> [What you will do]: Your answer should be every line of the records that contains the word "similar".

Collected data
^^^^

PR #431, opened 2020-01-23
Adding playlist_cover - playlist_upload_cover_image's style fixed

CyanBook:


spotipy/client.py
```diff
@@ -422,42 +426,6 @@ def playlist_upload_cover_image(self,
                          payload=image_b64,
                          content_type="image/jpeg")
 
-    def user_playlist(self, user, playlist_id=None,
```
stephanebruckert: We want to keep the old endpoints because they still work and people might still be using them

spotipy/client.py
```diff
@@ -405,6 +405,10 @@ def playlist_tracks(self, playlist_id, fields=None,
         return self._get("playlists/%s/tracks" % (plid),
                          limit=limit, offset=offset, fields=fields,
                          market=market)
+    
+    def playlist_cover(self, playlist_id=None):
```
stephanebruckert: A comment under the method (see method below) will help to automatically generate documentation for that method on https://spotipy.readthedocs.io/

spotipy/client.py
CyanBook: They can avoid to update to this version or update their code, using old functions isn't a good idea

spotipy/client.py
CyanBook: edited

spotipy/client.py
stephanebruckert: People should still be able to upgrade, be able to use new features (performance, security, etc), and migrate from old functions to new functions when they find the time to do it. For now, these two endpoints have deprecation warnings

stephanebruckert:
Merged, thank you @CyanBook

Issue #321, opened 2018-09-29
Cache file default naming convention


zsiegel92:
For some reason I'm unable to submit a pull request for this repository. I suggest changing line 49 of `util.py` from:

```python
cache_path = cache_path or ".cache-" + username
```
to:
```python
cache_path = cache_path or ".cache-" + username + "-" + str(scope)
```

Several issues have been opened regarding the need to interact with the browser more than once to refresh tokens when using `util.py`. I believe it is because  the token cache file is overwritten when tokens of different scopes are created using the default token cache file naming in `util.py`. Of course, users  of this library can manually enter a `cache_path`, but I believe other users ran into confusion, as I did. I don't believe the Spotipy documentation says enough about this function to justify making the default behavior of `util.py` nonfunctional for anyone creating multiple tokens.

^^^^

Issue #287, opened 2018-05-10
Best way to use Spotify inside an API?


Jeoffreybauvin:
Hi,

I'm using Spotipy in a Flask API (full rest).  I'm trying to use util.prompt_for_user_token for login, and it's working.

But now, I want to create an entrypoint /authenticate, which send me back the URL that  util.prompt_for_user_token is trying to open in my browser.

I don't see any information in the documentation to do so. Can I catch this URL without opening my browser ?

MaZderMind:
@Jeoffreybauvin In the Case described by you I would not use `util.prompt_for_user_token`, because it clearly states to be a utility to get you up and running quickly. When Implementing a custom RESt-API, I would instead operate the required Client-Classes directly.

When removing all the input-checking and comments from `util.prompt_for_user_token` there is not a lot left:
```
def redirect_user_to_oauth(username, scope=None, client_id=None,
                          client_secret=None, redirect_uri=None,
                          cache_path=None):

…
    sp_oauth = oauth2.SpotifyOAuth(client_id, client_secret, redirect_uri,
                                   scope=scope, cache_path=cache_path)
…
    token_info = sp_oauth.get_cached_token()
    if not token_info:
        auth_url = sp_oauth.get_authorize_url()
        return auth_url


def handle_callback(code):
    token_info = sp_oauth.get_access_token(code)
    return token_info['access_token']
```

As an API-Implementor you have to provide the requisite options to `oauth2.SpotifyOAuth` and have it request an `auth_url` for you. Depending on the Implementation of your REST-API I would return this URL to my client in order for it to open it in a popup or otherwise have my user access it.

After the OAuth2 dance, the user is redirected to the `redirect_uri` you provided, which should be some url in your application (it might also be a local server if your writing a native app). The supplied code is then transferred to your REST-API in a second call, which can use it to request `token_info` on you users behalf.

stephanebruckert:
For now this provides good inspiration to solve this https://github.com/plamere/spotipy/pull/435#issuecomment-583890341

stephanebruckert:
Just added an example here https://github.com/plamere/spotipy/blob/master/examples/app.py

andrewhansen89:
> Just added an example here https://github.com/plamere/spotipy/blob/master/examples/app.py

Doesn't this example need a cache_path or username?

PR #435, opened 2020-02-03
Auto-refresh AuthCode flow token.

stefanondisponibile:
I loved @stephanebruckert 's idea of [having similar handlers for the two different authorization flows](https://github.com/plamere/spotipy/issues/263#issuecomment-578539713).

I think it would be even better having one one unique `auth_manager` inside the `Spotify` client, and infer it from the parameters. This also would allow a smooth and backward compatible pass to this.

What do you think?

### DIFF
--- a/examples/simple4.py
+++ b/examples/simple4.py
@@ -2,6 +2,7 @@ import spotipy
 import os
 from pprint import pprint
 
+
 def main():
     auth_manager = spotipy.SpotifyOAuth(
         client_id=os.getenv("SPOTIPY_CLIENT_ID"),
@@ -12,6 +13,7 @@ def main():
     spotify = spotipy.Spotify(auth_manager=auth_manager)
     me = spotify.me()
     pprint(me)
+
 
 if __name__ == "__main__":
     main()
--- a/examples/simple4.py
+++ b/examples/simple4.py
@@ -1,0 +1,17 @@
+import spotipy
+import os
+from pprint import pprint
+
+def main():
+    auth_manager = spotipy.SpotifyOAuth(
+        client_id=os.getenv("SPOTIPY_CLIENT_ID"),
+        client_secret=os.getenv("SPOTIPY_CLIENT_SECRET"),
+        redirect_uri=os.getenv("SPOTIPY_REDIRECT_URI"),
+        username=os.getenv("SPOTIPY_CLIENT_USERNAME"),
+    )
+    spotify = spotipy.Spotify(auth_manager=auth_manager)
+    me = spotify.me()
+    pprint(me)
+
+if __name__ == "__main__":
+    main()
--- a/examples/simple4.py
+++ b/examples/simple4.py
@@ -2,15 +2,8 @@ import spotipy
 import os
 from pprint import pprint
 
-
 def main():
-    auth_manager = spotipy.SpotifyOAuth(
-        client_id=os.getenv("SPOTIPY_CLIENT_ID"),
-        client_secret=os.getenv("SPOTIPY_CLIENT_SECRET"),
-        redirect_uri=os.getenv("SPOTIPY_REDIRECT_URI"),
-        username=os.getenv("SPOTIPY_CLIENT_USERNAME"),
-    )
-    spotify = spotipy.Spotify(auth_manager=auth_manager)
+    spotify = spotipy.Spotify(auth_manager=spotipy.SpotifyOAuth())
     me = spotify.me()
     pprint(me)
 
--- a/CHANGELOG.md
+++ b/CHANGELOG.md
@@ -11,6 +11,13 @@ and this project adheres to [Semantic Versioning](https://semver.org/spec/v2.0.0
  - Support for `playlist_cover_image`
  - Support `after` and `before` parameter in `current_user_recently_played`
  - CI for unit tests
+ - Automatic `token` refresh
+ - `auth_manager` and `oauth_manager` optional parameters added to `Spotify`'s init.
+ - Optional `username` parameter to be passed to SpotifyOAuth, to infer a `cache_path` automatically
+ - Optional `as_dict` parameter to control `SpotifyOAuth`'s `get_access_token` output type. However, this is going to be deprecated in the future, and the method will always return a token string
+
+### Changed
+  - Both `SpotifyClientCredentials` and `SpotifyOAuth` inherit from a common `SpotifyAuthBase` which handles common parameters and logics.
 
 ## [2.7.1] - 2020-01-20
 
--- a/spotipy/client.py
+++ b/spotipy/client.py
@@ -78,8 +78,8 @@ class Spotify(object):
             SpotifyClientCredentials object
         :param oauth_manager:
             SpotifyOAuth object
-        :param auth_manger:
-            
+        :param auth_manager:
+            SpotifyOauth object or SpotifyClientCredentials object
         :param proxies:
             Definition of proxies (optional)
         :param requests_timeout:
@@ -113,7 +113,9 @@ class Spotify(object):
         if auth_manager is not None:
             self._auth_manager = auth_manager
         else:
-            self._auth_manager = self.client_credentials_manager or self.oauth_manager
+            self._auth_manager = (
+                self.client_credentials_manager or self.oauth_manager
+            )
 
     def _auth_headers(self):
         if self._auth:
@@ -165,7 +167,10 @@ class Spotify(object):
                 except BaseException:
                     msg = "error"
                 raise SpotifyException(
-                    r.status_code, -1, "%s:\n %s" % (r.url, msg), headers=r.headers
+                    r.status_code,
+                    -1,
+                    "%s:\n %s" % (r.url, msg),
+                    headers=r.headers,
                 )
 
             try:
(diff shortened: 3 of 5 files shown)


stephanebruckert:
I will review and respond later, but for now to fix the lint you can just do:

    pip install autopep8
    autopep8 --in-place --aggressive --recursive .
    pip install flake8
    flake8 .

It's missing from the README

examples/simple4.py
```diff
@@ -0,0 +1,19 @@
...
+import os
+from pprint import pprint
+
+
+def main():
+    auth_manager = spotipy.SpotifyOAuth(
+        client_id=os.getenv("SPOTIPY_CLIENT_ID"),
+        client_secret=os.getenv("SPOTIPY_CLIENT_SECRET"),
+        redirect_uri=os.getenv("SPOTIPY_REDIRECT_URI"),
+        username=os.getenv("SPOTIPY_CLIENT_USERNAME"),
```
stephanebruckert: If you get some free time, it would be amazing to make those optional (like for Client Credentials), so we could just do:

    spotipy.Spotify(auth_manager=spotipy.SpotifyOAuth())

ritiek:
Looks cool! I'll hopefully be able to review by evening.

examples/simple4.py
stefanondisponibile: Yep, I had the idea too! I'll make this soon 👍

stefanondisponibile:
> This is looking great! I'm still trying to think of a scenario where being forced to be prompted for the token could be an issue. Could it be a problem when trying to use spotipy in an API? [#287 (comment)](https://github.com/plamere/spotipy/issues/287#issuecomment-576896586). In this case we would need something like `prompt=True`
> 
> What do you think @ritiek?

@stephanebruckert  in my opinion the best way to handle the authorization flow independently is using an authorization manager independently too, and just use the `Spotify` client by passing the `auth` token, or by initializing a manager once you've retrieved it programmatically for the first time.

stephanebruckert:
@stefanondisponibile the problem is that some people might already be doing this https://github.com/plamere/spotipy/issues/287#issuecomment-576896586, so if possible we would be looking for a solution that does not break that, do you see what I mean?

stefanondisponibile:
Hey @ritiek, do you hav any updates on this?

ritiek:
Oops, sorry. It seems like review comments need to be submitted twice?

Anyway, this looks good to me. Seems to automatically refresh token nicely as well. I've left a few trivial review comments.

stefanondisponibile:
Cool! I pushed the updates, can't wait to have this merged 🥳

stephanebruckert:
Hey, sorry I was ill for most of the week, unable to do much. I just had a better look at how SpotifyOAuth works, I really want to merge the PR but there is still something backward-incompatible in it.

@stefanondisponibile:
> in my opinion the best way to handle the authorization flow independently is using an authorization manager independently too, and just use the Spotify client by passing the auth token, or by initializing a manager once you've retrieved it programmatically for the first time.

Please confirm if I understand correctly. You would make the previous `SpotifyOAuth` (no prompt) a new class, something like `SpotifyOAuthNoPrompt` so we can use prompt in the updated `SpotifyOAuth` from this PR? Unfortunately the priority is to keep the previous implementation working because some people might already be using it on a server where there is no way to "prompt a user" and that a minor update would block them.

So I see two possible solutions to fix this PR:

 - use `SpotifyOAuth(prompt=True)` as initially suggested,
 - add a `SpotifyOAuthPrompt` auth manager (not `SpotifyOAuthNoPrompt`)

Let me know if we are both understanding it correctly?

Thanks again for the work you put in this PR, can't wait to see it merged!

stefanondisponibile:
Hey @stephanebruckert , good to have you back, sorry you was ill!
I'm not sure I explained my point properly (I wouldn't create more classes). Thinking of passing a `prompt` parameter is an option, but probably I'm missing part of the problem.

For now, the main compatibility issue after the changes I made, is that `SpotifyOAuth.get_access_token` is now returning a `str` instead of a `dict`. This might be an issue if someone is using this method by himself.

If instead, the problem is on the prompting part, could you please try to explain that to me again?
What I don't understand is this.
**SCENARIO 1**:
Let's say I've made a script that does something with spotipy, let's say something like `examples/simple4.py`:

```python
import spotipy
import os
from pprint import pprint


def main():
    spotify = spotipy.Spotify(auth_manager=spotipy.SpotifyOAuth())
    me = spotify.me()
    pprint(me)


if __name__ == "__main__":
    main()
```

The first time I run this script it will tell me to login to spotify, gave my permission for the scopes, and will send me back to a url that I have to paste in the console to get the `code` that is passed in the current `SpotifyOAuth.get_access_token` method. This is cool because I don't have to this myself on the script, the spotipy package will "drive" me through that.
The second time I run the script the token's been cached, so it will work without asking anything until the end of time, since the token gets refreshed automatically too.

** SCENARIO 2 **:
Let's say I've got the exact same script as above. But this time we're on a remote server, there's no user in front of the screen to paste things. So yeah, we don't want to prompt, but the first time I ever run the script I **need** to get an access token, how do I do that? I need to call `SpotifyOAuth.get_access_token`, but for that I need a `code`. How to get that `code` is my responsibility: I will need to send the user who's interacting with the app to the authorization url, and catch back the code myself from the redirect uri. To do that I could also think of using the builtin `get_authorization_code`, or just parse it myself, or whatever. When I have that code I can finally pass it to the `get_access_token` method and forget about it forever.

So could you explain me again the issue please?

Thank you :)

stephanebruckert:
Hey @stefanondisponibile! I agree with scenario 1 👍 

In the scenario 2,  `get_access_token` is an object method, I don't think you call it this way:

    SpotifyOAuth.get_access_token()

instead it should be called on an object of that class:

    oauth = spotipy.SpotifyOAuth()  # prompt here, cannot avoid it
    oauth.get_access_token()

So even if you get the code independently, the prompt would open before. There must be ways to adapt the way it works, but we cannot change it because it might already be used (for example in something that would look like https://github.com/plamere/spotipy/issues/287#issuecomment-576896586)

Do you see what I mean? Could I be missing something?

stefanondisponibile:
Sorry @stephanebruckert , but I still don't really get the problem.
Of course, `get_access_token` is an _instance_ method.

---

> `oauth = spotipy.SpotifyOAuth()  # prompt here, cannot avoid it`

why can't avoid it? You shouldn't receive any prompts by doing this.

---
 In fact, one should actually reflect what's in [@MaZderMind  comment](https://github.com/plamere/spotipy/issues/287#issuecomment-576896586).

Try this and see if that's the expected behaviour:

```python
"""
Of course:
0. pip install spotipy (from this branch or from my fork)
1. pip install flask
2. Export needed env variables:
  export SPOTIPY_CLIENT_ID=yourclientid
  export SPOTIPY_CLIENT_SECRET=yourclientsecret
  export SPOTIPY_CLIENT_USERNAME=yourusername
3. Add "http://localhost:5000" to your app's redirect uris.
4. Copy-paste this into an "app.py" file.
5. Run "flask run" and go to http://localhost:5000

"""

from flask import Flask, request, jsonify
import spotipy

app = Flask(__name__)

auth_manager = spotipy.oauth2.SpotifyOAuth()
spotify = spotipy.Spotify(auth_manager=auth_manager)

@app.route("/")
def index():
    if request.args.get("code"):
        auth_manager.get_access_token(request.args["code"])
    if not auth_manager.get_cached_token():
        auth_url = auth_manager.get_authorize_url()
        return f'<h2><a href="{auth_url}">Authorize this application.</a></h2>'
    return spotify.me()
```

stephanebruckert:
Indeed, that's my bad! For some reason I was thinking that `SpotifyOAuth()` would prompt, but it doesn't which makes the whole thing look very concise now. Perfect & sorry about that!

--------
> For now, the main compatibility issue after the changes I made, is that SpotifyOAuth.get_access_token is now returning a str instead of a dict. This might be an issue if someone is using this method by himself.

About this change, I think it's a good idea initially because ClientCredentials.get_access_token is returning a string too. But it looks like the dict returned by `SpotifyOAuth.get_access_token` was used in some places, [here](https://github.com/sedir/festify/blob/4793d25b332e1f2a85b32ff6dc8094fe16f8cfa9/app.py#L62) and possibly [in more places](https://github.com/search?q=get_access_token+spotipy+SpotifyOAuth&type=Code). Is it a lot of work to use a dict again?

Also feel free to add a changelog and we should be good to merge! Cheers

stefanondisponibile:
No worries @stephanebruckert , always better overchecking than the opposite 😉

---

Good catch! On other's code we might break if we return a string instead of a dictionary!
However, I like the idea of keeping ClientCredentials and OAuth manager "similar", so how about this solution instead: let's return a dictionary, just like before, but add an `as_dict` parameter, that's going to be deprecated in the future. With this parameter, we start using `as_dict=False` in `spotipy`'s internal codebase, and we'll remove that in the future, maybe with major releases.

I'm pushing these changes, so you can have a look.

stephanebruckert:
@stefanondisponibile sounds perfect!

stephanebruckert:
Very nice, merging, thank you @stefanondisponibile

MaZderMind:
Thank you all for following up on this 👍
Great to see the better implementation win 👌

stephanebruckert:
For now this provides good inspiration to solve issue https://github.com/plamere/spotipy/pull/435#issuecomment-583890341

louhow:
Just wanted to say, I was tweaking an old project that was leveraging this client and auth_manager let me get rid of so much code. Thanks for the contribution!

^^^^

> [Response area]:
I loved @stephanebruckert 's idea of [having similar handlers for the two different authorization flows](https://github.com/plamere/spotipy/issues/263#issuecomment-578539713).
However, I like the idea of keeping ClientCredentials and OAuth manager "similar", so how about this solution instead: let's return a dictionary, just like before, but add an `as_dict` parameter, that's going to be deprecated in the future. With this parameter, we start using `as_dict=False` in `spotipy`'s internal codebase, and we'll remove that in the future, maybe with major releases.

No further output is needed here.